• [What is required]:
Check each line of the data for "main" and select those that have it.

• [Dataset records]:
PR #4578, opened 2024-03-14
Fix "blocked" user signup page layout

milan-cvetkovic:
Split away from #4455, result of discussion https://github.com/openstreetmap/openstreetmap-website/pull/4455#discussion_r1519599220:

- Remove hanging arm
- Remove `<h1>` and `<h2>` tags for main text.
- Emphasize1st paragraph with `<strong>`

### DIFF
--- a/app/views/users/blocked.html.erb
+++ b/app/views/users/blocked.html.erb
@@ -3,10 +3,9 @@
   <div class='header-illustration new-user-main'>
     <h1><%= t "users.new.title" %></h1>
   </div>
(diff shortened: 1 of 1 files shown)


milan-cvetkovic:
@tomhughes Any idea why the test on Ubuntu 20.04, Ruby 3.1 fails - the failure does not seem to be related to this PR?

tomhughes:
I think that's #4571.

tomhughes:
That looks quite a lot better, thanks.

PR #5124, opened 2024-08-27
Use turbo to update issue search results

tomhughes:
This extends #5057 to use turbo when changing search parameters on the issue list.

The user not found message when searching for an unknown user has been moved from the flash message into the results pane to ensure it can be updated when a search is done.


gravitystorm:
LGTM, thanks!

Issue #5127, opened 2024-08-28
Test failures on issues pagination


gravitystorm:
We're getting test failures related to the issue pagination, e.g.

```
Failure:
IssuesTest#test_issues_pagination [test/system/issues_test.rb:184]:
expected to find visible css "tr" 31 times, found 51 matches: 
"Status Reports Reported Item Reported User Last Updated",
"Open 0 Reports User 83 User 83 less than 1 minute ago", 
"Open 0 Reports User 82 User 82 less than 1 minute ago", 
"Open 0 Reports User 81 User 81 less than 1 minute ago", 
"Open 0 Reports User 80 User 80 less than 1 minute ago", 
...
```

• [Written solution]:
- Remove `<h1>` and `<h2>` tags for main text.
   <div class='header-illustration new-user-main'>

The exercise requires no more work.